WORK REQUIRED —
Within the material below, count how many lines contain "basename". Answer with only that number.

DATA RECORDS —
PR #2966, opened 2017-09-26
Find uri from site directory basename

greg-1-anderson:
If URI is not specified, and cwd is inside a site directory (something with settings.php), then use the basename of the sites directory as the URI. Also, inject alias manager into Application so that we may later run a remote command that does not necessarily exist on the local machine.

### DIFF
--- a/src/Application.php
+++ b/src/Application.php
@@ -171,7 +171,7 @@ class Application extends SymfonyApplication implements LoggerAwareInterface
 
     public function aliasManager()
     {
-        return $this->aliasManager();
+        return $this->aliasManager;
     }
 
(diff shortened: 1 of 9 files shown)


weitzman:
Its working for me in the SUT. I'm up for merging this now and improving it in a followup, if you think thats reasonable.

greg-1-anderson:
I'll fix it here now.

greg-1-anderson:
This version now has delegated the responsibility for finding the site directory to the Bootstrap manager (or more specifically, the Boot object it creates). I think it even works, but we'll see what the tests say.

REPLY TO THE TASK —
2